▶ _What is expected_
Produce a verbatim transcription of all records.

══ Dataset content

Issue #19404, opened 2021-02-12
[Bug] Inline if eagerly evaluates both results before test clause returns


rtablada:
### 🐞 Describe the Bug
In 3.17-3.21 (importantly this includes LTS 3.20) the inline `if` helper eagerly evaluates both return actions regardless of the value of the test clause. This appears to only happen when one of the result actions uses a helper and that helper is passed in a component argument.

### 🔬 Minimal Reproduction

1. Create a new Ember app
2. Create a component `my-component` that uses and inline `if` and helpers for the return values (the test condition does not seem to matter)
3. Invoke the component with an arg used by the if statement results

[Github Repo](https://github.com/rtablada/ember-if-question)
[Code Sandbox](https://codesandbox.io/s/affectionate-waterfall-ko8qu?file=/app/components/navigation.hbs)

### 😕 Actual Behavior
When the inline `if` statement uses a helper with a component argument as a param as one of the possible results, both results are evaluated.

### 🤔 Expected Behavior
The expected behavior (and behavior in 3.16 or >3.22) would be that only the subtree/action for the correct value would be evaluated, and that this would only be evaluated after the logic test was assessed.

### 🌍 Environment

- Ember: - 3.17-3.21
- Node.js/npm: - Node 14
- OS: - OSX
- Browser: - Chrome

rtablada:
I should clarify, for most use cases this likely won't matter since helpers are often stateless. However in the case where a helper could throw an error this would stop rendering and cause a potential app crash.

Example:

```hbs
{{if @param (my-angry-helper @param) (some-safe-helper @value)
```

If `my-angry-helper` throws an error when `@param` is falsey (or more likely undefined) then this error in the VM causes rendering errors.

locks:
Addressed by making user-created helpers lazily computed in the linked PR.

PR #19406, opened 2021-02-12
[BUGFIX lts] Makes user helper computation lazy instead of eager

pzuraq:
From 3.17-3.21, the behavior of certain helpers was slightly different.
Essentially, if we detected that the arguments to the helper were
constant, we would eagerly run the helper to determine if it was
constant. If it was constant, we would then not have to update the
helper.

This was a bit mistaken, because as we realized later on when we fully
converted the VM to use autotracking, we cannot eagerly detect if
arguments are constant in all cases. The solution was to have a system
which would convert cached values to be constant if no autotracked
values were detected during the first computation, whenever that
occured.

Unfortunately, in the affected versions, helpers sometimes run eagerly
when previously they would not. This PR fixes that for user helpers,
which could contain bugs if they ran eagerly when they previously
ran lazily.

Fixes https://github.com/emberjs/ember.js/issues/19404

### DIFF
--- a/packages/@ember/-internals/glimmer/lib/utils/references.ts
+++ b/packages/@ember/-internals/glimmer/lib/utils/references.ts
@@ -2,18 +2,38 @@ import { getDebugName, isObject } from '@ember/-internals/utils';
 import { debugFreeze } from '@ember/debug';
 import { DEBUG } from '@glimmer/env';
 import { CapturedArguments, Environment } from '@glimmer/interfaces';
-import { HelperRootReference, RootReference, VersionedPathReference } from '@glimmer/reference';
+import { InternalHelperFunction, RootReference, VersionedPathReference } from '@glimmer/reference';
 import { PrimitiveReference } from '@glimmer/runtime';
-import { consumeTag, deprecateMutationsInAutotrackingTransaction } from '@glimmer/validator';
+import {
+  combine,
+  consumeTag,
+  createUpdatableTag,
+  deprecateMutationsInAutotrackingTransaction,
+  Revision,
+  Tag,
+  track,
+  UpdatableTag,
+  updateTag,
+  validateTag,
+  valueForTag,
+} from '@glimmer/validator';
 import { HelperInstance, isClassHelper, RECOMPUTE_TAG, SimpleHelper } from '../helper';
 
-export class EmberHelperRootReference<T = unknown> extends HelperRootReference<T> {
+export class EmberHelperRootReference<T = unknown> extends RootReference<T> {
+  private computeRevision: Revision | null = null;
+  private computeValue?: T;
+  private computeTag: Tag | null = null;
+  private valueTag?: UpdatableTag;
+  private fn: InternalHelperFunction<T>;
+
   constructor(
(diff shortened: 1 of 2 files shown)


rtablada:
This would be great to get merged and released to LTS 3.20. Our large app is blocked on this because of errors thrown by eagerly run helpers especially in conjunction with inline `if`

rwjblue:
@pzuraq - Can you add a test that previously failed? Then we can pull that test forward to master to confirm the general use case continues to pass even without these changes...

rwjblue (approved):

rtablada:
@rwjblue is there a word on when this will get a 3.20 LTS patch release? Our team is currently having to use a forked & compiled version.

rwjblue:
:( I forgot about this when doing the other releases this weekend, I'll try to do it tomorrow but please feel free to ping me again if I forget...

rwjblue:
I've just tagged and kicked off publishing of https://github.com/emberjs/ember.js/releases/tag/v3.20.7, it should be published to npm once https://travis-ci.org/github/emberjs/ember.js/builds/773433834 CI job is completed.

ilucin:
@pzuraq @rwjblue I'm trying to upgrade from 3.23 to 3.24 and this same issue is popping up. Is it possible that the regression that occurred in 3.17-21 also happened again in 3.24?

The reproduction is as simple as [this](https://monosnap.com/file/nKRjBjkeSIgvBqDt7IVxsGTiGt6EHL) (`ember new` + one change in `application.hbs`).

Same thing is happening on:
- 3.25.4
- 3.26.1
- 3.27.5

This regression (eager helper invocation) is tricky because it introduces subtle bugs and it's hard to refactor. Can you push this fix to 3.24 and later versions?

pzuraq:
The entire reference system was refactored during that time period, so while the symptoms may be the same, the root cause will be different. The new system is fundamentally lazy, and we have tests to ensure laziness that have not failed including this one, so it's very surprising to me that you're still encountering this issue even in the latest version of Ember. I'll take a look.

pzuraq:
Ah, ok, so this one does make sense because `fn` is special cased. It does not eagerly compute anything in production, but in development builds it does in order to check if users actually passed in a function. This is because we were finding many, many bugs caused by users not actually passing a function in at all, and just assuming one would be there.

So to be clear, this will not happen with _any other helper_. It is only `fn`, only to prevent those types of bugs. But clearly, it's an issue here because it prevents this usage of `fn` which seems completely legitimate 😩 

It makes me wonder at this point if we should make `(fn null)` and `(fn undefined)` just return the value, rather than throwing an error. I'll raise this with the core team and figure out a path forward.

ilucin:
@pzuraq thanks for quick response! Great, this means I can safely update my app, just need to figure what to do in development (and tests also).

My thoughts on this kind of behaviour:
- it's useful (dooh, obviously) :)
- it should be configurable with build flags that can be turned off in development
- the error log should tell me that it is a "development only" error
- discrepancies between development and production environments are undesireable
- shouldn't interrupt legitimate use cases, as you've already mentioned

Maybe if you can detect if there's and `{{if @var}}` expression that is guarding against null call to `fn`?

════

▶ _Answer box_
Issue #19404, opened 2021-02-12
[Bug] Inline if eagerly evaluates both results before test clause returns


rtablada:
### 🐞 Describe the Bug
In 3.17-3.21 (importantly this includes LTS 3.20) the inline `if` helper eagerly evaluates both return actions regardless of the value of the test clause. This appears to only happen when one of the result actions uses a helper and that helper is passed in a component argument.

### 🔬 Minimal Reproduction

1. Create a new Ember app
2. Create a component `my-component` that uses and inline `if` and helpers for the return values (the test condition does not seem to matter)
3. Invoke the component with an arg used by the if statement results

[Github Repo](https://github.com/rtablada/ember-if-question)
[Code Sandbox](https://codesandbox.io/s/affectionate-waterfall-ko8qu?file=/app/components/navigation.hbs)

### 😕 Actual Behavior
When the inline `if` statement uses a helper with a component argument as a param as one of the possible results, both results are evaluated.

### 🤔 Expected Behavior
The expected behavior (and behavior in 3.16 or >3.22) would be that only the subtree/action for the correct value would be evaluated, and that this would only be evaluated after the logic test was assessed.

### 🌍 Environment

- Ember: - 3.17-3.21
- Node.js/npm: - Node 14
- OS: - OSX
- Browser: - Chrome

rtablada:
I should clarify, for most use cases this likely won't matter since helpers are often stateless. However in the case where a helper could throw an error this would stop rendering and cause a potential app crash.

Example:

```hbs
{{if @param (my-angry-helper @param) (some-safe-helper @value)
```

If `my-angry-helper` throws an error when `@param` is falsey (or more likely undefined) then this error in the VM causes rendering errors.

locks:
Addressed by making user-created helpers lazily computed in the linked PR.

PR #19406, opened 2021-02-12
[BUGFIX lts] Makes user helper computation lazy instead of eager

pzuraq:
From 3.17-3.21, the behavior of certain helpers was slightly different.
Essentially, if we detected that the arguments to the helper were
constant, we would eagerly run the helper to determine if it was
constant. If it was constant, we would then not have to update the
helper.

This was a bit mistaken, because as we realized later on when we fully
converted the VM to use autotracking, we cannot eagerly detect if
arguments are constant in all cases. The solution was to have a system
which would convert cached values to be constant if no autotracked
values were detected during the first computation, whenever that
occured.

Unfortunately, in the affected versions, helpers sometimes run eagerly
when previously they would not. This PR fixes that for user helpers,
which could contain bugs if they ran eagerly when they previously
ran lazily.

Fixes https://github.com/emberjs/ember.js/issues/19404

### DIFF
--- a/packages/@ember/-internals/glimmer/lib/utils/references.ts
+++ b/packages/@ember/-internals/glimmer/lib/utils/references.ts
@@ -2,18 +2,38 @@ import { getDebugName, isObject } from '@ember/-internals/utils';
 import { debugFreeze } from '@ember/debug';
 import { DEBUG } from '@glimmer/env';
 import { CapturedArguments, Environment } from '@glimmer/interfaces';
-import { HelperRootReference, RootReference, VersionedPathReference } from '@glimmer/reference';
+import { InternalHelperFunction, RootReference, VersionedPathReference } from '@glimmer/reference';
 import { PrimitiveReference } from '@glimmer/runtime';
-import { consumeTag, deprecateMutationsInAutotrackingTransaction } from '@glimmer/validator';
+import {
+  combine,
+  consumeTag,
+  createUpdatableTag,
+  deprecateMutationsInAutotrackingTransaction,
+  Revision,
+  Tag,
+  track,
+  UpdatableTag,
+  updateTag,
+  validateTag,
+  valueForTag,
+} from '@glimmer/validator';
 import { HelperInstance, isClassHelper, RECOMPUTE_TAG, SimpleHelper } from '../helper';
 
-export class EmberHelperRootReference<T = unknown> extends HelperRootReference<T> {
+export class EmberHelperRootReference<T = unknown> extends RootReference<T> {
+  private computeRevision: Revision | null = null;
+  private computeValue?: T;
+  private computeTag: Tag | null = null;
+  private valueTag?: UpdatableTag;
+  private fn: InternalHelperFunction<T>;
+
   constructor(
(diff shortened: 1 of 2 files shown)


rtablada:
This would be great to get merged and released to LTS 3.20. Our large app is blocked on this because of errors thrown by eagerly run helpers especially in conjunction with inline `if`

rwjblue:
@pzuraq - Can you add a test that previously failed? Then we can pull that test forward to master to confirm the general use case continues to pass even without these changes...

rwjblue (approved):

rtablada:
@rwjblue is there a word on when this will get a 3.20 LTS patch release? Our team is currently having to use a forked & compiled version.

rwjblue:
:( I forgot about this when doing the other releases this weekend, I'll try to do it tomorrow but please feel free to ping me again if I forget...

rwjblue:
I've just tagged and kicked off publishing of https://github.com/emberjs/ember.js/releases/tag/v3.20.7, it should be published to npm once https://travis-ci.org/github/emberjs/ember.js/builds/773433834 CI job is completed.

ilucin:
@pzuraq @rwjblue I'm trying to upgrade from 3.23 to 3.24 and this same issue is popping up. Is it possible that the regression that occurred in 3.17-21 also happened again in 3.24?

The reproduction is as simple as [this](https://monosnap.com/file/nKRjBjkeSIgvBqDt7IVxsGTiGt6EHL) (`ember new` + one change in `application.hbs`).

Same thing is happening on:
- 3.25.4
- 3.26.1
- 3.27.5

This regression (eager helper invocation) is tricky because it introduces subtle bugs and it's hard to refactor. Can you push this fix to 3.24 and later versions?

pzuraq:
The entire reference system was refactored during that time period, so while the symptoms may be the same, the root cause will be different. The new system is fundamentally lazy, and we have tests to ensure laziness that have not failed including this one, so it's very surprising to me that you're still encountering this issue even in the latest version of Ember. I'll take a look.

pzuraq:
Ah, ok, so this one does make sense because `fn` is special cased. It does not eagerly compute anything in production, but in development builds it does in order to check if users actually passed in a function. This is because we were finding many, many bugs caused by users not actually passing a function in at all, and just assuming one would be there.

So to be clear, this will not happen with _any other helper_. It is only `fn`, only to prevent those types of bugs. But clearly, it's an issue here because it prevents this usage of `fn` which seems completely legitimate 😩 

It makes me wonder at this point if we should make `(fn null)` and `(fn undefined)` just return the value, rather than throwing an error. I'll raise this with the core team and figure out a path forward.

ilucin:
@pzuraq thanks for quick response! Great, this means I can safely update my app, just need to figure what to do in development (and tests also).

My thoughts on this kind of behaviour:
- it's useful (dooh, obviously) :)
- it should be configurable with build flags that can be turned off in development
- the error log should tell me that it is a "development only" error
- discrepancies between development and production environments are undesireable
- shouldn't interrupt legitimate use cases, as you've already mentioned

Maybe if you can detect if there's and `{{if @var}}` expression that is guarding against null call to `fn`?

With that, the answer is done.